Percorrendo vários parágrafos deste clássico, pode-se encontrar instruções precisas para a política, o exército ou a vida cotidiana. Tendo adquirido fama pejorativa, o “maquiavelismo”, por sua suposta amoralidade, continua presente na memória coletiva como a criação de um educador astuto e eficiente.
Portanto, quando alguém é específico em seus objetivos, não parece agir do nada, mas sim vemos em suas ações as consequências de decisões que foram premeditadas com sutileza e de antemão, dizemos que ele é uma pessoa “maquiavélica”. E, no atual contexto da guerra na Ucrânia, a abertura do que parece ser um “mundo multipolar” e a crise do modelo americano como eixo da política mundial, há um protagonista que se destaca dos demais: Vladimir Putin. Por isso, na perspectiva do Príncipe, propomos analisar a situação atual e as razões pelas quais o líder russo começa a trilhar os caminhos trilhados pelos grandes homens.
A conquista do povo
Uma das primeiras lições que Maquiavel nos ensinou em seu livro é: “Sempre, mesmo que você tenha um exército muito forte, você precisa do favor dos habitantes quando entra em uma região”.

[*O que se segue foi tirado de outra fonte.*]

PR #261, opened 2025-05-01
RSCBC-19: Implement frontend error model

chvck:


sdk/couchbase-core/src/crudcomponent.rs
```diff
@@ -616,8 +745,40 @@ impl<
...
+                            .set_scope_name(opts.scope_name.to_string());
+
+                        Error::new_contextual_memdx_error(e)
+                    })
+                    .map_ok(|resp: LookupInResponse| LookupInResult {
+                        value: resp
+                            .ops
+                            .into_iter()
+                            .map(|o| {
+                                let err = if let Some(e) = o.err {
```
Matt-Woz, line 762: Think we can use .map for this?

sdk/couchbase-core/src/crudcomponent.rs
```diff
@@ -648,15 +809,49 @@ impl<
...
                             seqno: t.seqno,
                         });
 
                         MutateInResult {
-                            value: resp.ops,
+                            value: resp
+                                .ops
+                                .into_iter()
+                                .map(|o| {
+                                    let err = if let Some(e) = o.err {
```
Matt-Woz, line 833: Same here with .map

sdk/couchbase/src/collection_ds.rs
```diff
@@ -305,20 +303,19 @@ impl CouchbaseSet<'_> {
...
                     .await;
                 if let Err(e) = res {
-                    // TODO Check for errors properly once we have proper error types
-                    if e.msg.contains("CAS mismatch") || e.msg.contains("Key exists") {
-                        continue;
-                    } else {
-                        return Err(e);
-                    }
+                    match e.kind() {
+                        crate::error::ErrorKind::DocumentExists => continue,
```
Matt-Woz, line 307: NIT: Would it be nicer to use `A | B => continue` for common case behaviour?

Matt-Woz (commented):
Mostly LGTM, just a few comments

sdk/couchbase/src/collection_ds.rs
chvck: Personally I prefer this format as I find it more readable, especially when more cases are added.

Matt-Woz: Yeah fair enough, I suppose it doesn't make too big a difference when the expression is just one word

Matt-Woz (approved):

PR #265, opened 2025-05-21
RSCBC-34: Implement more retry reasons

chvck:


sdk/couchbase-core/src/kvclientmanager.rs
```diff
@@ -267,29 +267,26 @@ where
...
-                        // This was a dispatch error, so we can just try with
-                        // a different client instead...
-                        // TODO: Log something
-                        manager
-                            .shutdown_client(Some(endpoint), client)
-                            .await
-                            .unwrap_or_default();
-                        continue;
-                    }
+    let client = manager.get_client(endpoint).await?;
```
Matt-Woz, line 270: Why are we not iterating through the clients here anymore?

chvck: If dispatch failed previously then we'd instantly retry. Now we bubble the error up and let the retry orchestration decide when and whether to retry the request.

Matt-Woz (approved):

PR #270, opened 2025-05-27
Improve query test reliability

chvck:


sdk/couchbase-core/src/httpcomponent.rs
```diff
@@ -234,7 +234,7 @@ impl<C: Client> HttpComponent<C> {
         Fut: Future<Output = error::Result<bool>> + Send,
         T: NodeTarget,
     {
-        let mut attempt_idx = 0;
+        let mut attempt_idx = 1;
```
DemetrisChr, line 237: What's the reason for changing the initial value to 1? 

The calculation in the backoff calculator is `min * factor ^ attempt_idx`. Shouldn't the first backoff be `min` which requires the initial `attempt_idx` be 0?

DemetrisChr (approved):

O presidente Vladimir Putin tem essa vantagem na zona de conflito. A população da região do Donbass, onde se concentra o conflito, é solidária com ele, pois é composta por uma maioria russófona e pró-russa.

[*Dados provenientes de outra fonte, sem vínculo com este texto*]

PR #272, opened 2025-06-05
RSCBC-28: Add support for cluster config push

chvck:


sdk/couchbase-core/src/agent.rs
```diff
@@ -126,14 +130,38 @@ struct AgentComponentConfigs {
 }
 
 impl AgentInner {
-    pub async fn apply_config(&self, config: ParsedConfig) {
-        let mut state = self.state.lock().await;
+    pub async fn unsolicited_packet_handler(&self, packet: ResponsePacket) {
+        if packet.op_code == OpCode::Set {
```
Matt-Woz, line 134: Why do we have specific behaviour for Set?

sdk/couchbase-core/src/configmanager.rs
```diff
@@ -0,0 +1,289 @@
...
+        self.watcher.watch(self.watcher_shutdown_tx.subscribe())
+    }
+
+    pub fn reconfigure(&self, config: ConfigManagerMemdConfig) -> crate::error::Result<()> {
+        self.watcher.reconfigure(ConfigWatcherMemdConfig {
+            endpoints: config.endpoints,
+        })
+    }
+
+    async fn perform_out_of_bound_fetch(
```
Matt-Woz: is `out_of_bound` a typo?

sdk/couchbase-core/src/agent.rs
chvck: Set just corresponds to the op code that the server are using when sending config push.

sdk/couchbase-core/src/configmanager.rs
chvck: Yup

Matt-Woz (approved):

PR #277, opened 2025-07-08
Move core options into their own module

chvck:


DemetrisChr (dismissed):
I'm not familiar with the conventions in Rust, so feel free to ignore this, but would it be better if the namespaces were e.g. `couchbase_core::options::agent` and `couchbase_core::options::query` instead of `couchbase_core::options::agentoptions` and `couchbase_core::options::queryoptions`?

Since they are already in the `options` module, suffixing them with options might be superfluous.

PR #1500, opened 2016-07-21
Change default format to anvil

dschwartz783:
### Description
Change genisys' default level format

### Reason to modify
MCRegion is not supported by some tools, such as MCEdit, and requires conversion for use in MCPC (MCPC is supposed to convert it automatically, but I've found that converting Genisys-created worlds is non-trivial, and requires a few steps).

### Tests & Reviews
Nothing to test really. Just a defaults change.

I'm proposing that we change the default format for new levels to Anvil, a superior format to MCRegion for a number of reasons, as well as the default format on PC, which will make things a lot easier to move back and forth, without conversion. I just find it's a far more sensible default format...

### DIFF
--- a/src/pocketmine/resources/pocketmine.yml
+++ b/src/pocketmine/resources/pocketmine.yml
@@ -92,7 +92,7 @@ debug:
 
 level-settings:
  #The default format that levels will use when created
- default-format: mcregion
+ default-format: anvil
  #If true, converts from a format that is not the default to the default format on load
  #NOTE: This is currently not implemented
  convert-format: false


dktapps:
Seems good to me. Code Review +1.

ishitatsuyuki:
I have heard that Anvil in PM is not stable before, is it still the case? If it's stable now, it's OK to switch.

dschwartz783:
The only issues I've seen are with unknown block types not being handled correctly by Genisys, which you'd expect to most often come with worlds in the Anvil format. That may be how that rumor got started. We've been using an Anvil-formatted world for awhile now with no issues.

ishitatsuyuki:
Then it seems OK. I approve this.

ZedCee:
I know it's a bit bit late, but... +1

dktapps:
The problem with unknown blocks is irrelevant of the world format. Hell, you can do it in singleplayer if you use mods.

dschwartz783:
@dktapps True, but unknown blocks are more common with Anvil because it's the default format for PC.

ZedCee:
@dschwartz783 Only if you're importing maps.  Blocks are just values.  You could likely put those same values into a mcregion and crash a client, as mcregion and anvils are basically the same base; Anvil just provides a few minor differences to enable taller worlds, better maintains biome data, and a better packet schema.
http://minecraft.gamepedia.com/Anvil_file_format

dschwartz783:
@ZedCee I knew all of that, and I know what the Anvil format is. I even began learning its structure because of an issue I was dealing with a little while back. I know that corrupt blocks can appear in any format, but what I said is still true. Because Anvil is the default format for PC worlds, that tends to be the format where you find invalid blocks. LevelDB should never have invalid blocks, and MCRegion should only contain blocks from old PC worlds, or worlds created by Genisys, unless the world was converted from Anvil. I like to think I know what I'm talking about. :)

ZedCee:
Ultimately it comes down to the map generation and thus imported maps have potential for invalid block types, but native maps should have no issues like those.

dschwartz783:
@ZedCee Correct.

PR #1509, opened 2016-07-23
SPP v5 and Login timeout

MrGenga:
### Description

Update to SPP v5 to work with Nemisys.

### Reason to modify

Because Nemisys is more stable, then Synapse.

### Tests & Reviews

I have tested that code, and it works. I tested it on my server. Works well, but my server is so laggy, because I have only 8GB RAM and 6 CPU cores with 15 started servers. Test server IP: pe.gc-game.ru(SkyWars and BedWars is on Nukkit with SynapseAPI). Now without stupid code lines, and normal code formatting. Without useless commits. Edited with git and nano on Ubuntu 16.04.

### DIFF
--- a/src/synapse/Synapse.php
+++ b/src/synapse/Synapse.php
@@ -24,6 +24,7 @@ namespace synapse;
 use pocketmine\Server;
 use pocketmine\utils\MainLogger;
 use pocketmine\utils\Utils;
+use synapse\network\protocol\spp\BroadcastPacket;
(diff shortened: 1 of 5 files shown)


dktapps:
Better. But do not spam PRs in future. This is your fourth one. Most people would receive a ban for such actions.

Driesboy:
how to instal nemisys on osx?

As autoproclamadas repúblicas populares de Donetsk e Lugansk estão em guerra há quase uma década com o Estado ucraniano, ao qual pertence o disputado território de Donbass. Com a eclosão da guerra em 2022, o governo russo reconheceu a soberania dessas repúblicas populares. A propósito, o exército russo entrou no Donbass não apenas com o favor de seus habitantes, mas também em contato regular com seus líderes por anos. Fê-lo exercendo a diplomacia ou facilitando o acesso de milícias russas auto-organizadas e de armas através de corredores na fronteira russo-ucraniana a leste.
Mas não basta conquistar um território e bajular a população. O rei Luís XII da França, menciona Maquiavel, invadiu Milão e foi rapidamente expulso porque não havia conquistado o favor dos habitantes locais. Eles foram enganados pelo novo príncipe, que não atendeu às suas expectativas e os decepcionou. Dadas as atitudes e o histórico da Rússia em relação aos conflitos na Ucrânia, dificilmente se pode esperar uma rejeição da invasão pelos povos do Oriente. Devemos considerar, em princípio, a anexação bem-sucedida da Crimeia, já colocada sob soberania russa em 2014.

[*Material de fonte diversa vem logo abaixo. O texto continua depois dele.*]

PR #1528, opened 2016-07-26
Add ChickenLayEggSound.php

XFuryMCPE:
### Description

Adds chicken lay egg sound

### Reason to modify

It sounds cool :laughing: 

### Tests & Reviews
Yeah it works.

### DIFF
--- a/src/pocketmine/level/sound/ChickenLayEggSound
+++ b/src/pocketmine/level/sound/ChickenLayEggSound
@@ -1,0 +1,29 @@
+<?php
+/*
+ *
+ *  ____            _        _   __  __ _                  __  __ ____
+ * |  _ \ ___   ___| | _____| |_|  \/  (_)_ __   ___      |  \/  |  _ \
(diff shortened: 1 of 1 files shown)


ishitatsuyuki:
Yeah you're idiot. No file extensions, and it won't make a sound unless you add some code to trigger it.

XFuryMCPE:
I wasn't trying to add it to the actual chicken, it _was_ so you can trigger it yourself.

ZedCee:
@XFuryMCPE Ask yourself:
- Without a game or user trigger method is this worth it on it's own?
- Could it be done with the plugin that would call it?
- Did I ask if it was worth committing as is?
- Does it follow the require naming schema?

Maybe some of this seems silly, but the goal of Genisys is to make a functional vanilla server without mod like additions.  Any modifications from the Minecraft idiom should likely be done with a plugin.  In the past, many great additions like the mob AI started as a plugin.

XFuryMCPE:
Gotcha @ZedCee , sorry

PR #1529, opened 2016-07-26
add invisible bedrock

dschwartz783:
### Description
Adds invisible bedrock support, to act as a barrier. Very useful in certain situations. Don't add this to creative items, because it's a sort of dangerous block. Hard to remove without manually removing it via console or plugin.

### Reason to modify
Because invisible bedrock doesn't work at the moment

### Tests & Reviews
I am now able to /give myself invisible bedrock, and place it. Removal is a problem, so this should only be obtainable through /give.

### DIFF
--- a/src/pocketmine/block/Block.php
+++ b/src/pocketmine/block/Block.php
@@ -304,6 +304,7 @@ class Block extends Position implements BlockIds, Metadatable{
 			self::$list[self::POWERED_REPEATER_BLOCK] = PoweredRepeater::class;
 			self::$list[self::UNPOWERED_REPEATER_BLOCK] = UnpoweredRepeater::class;
 			self::$list[self::CAULDRON_BLOCK] = Cauldron::class;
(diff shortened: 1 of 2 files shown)


Driesboy:
Nice!

dschwartz783:
I thought it might come in handy, so I designed a tiny plugin to remove these blocks (since you can't remove them normally), which can be cloned here: https://github.com/dschwartz783/PMInvisibleBedrockRemover

dktapps:
I'd like to point out that Invsible Bedrock is a _transparent_ block, and therefore should _not_ extend Solid or this will result in lighting glitches. Rejecting until this is corrected.

dschwartz783:
Fixed.

dktapps:
All right, seems good. Code Review +1

ZedCee:
+1

dog194:
+1

[Approved with PullApprove](https://pullapprove.com/iTXTech/Genisys/pull-request/1529/?utm_source=github-pr&utm_medium=comment-badge&utm_campaign=iTXTech/Genisys)

PR #1531, opened 2016-07-26
New getter called getLevel();

sero583:
### Description

For a new function.

### Reason to modify

It is a good way in my opinon and i don't think it will do anything.

### Tests & Reviews

I didn't, but i'm to 99% sure it would work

Por outro lado, a atitude oficial do governo russo não é de dominar todo o território ucraniano, mas libertar o leste da Ucrânia e assumir o controle de um corredor sul que aparentemente iria do leste ao oeste da Ucrânia até se unir ao território da Moldávia. Tal movimento consolidaria o domínio russo sobre o Mar Negro, asseguraria o Oblast da Crimeia e bloquearia o acesso de Kiev ao mar. Aliás, o corredor permitiria a comunicação terrestre com a República da Transnístria, cujo reconhecimento é limitado. Este território é outro ponto de conflito, porque a Rússia é sua guardiã e o governo da Moldávia o reivindica.
Putin também tem duas outras vantagens do Príncipe de Maquiavel. Segundo Maquiavel, é mais fácil manter ou recuperar um estado que se perdeu antes ou se compartilha a mesma linguagem. Historicamente, o território ucraniano nunca foi poupado do conflito. É um espaço que pode ser moldado por quem, em algum momento da história, deteve o poder na zona eurasiática. É esta luta que está se manifestando agora, mas é o povo ucraniano que sofreu os infortúnios da fortuna e os horrores da União Soviética.
Além da soberania ucraniana e da natureza contenciosa da questão, a região disputada e as áreas que a Rússia quer garantir podem ser consideradas um antigo estado (antecipando a relatividade da questão). Como mencionado acima, é evidente para a maioria de língua russa e pró-russa se sua origem é natural ou artificial.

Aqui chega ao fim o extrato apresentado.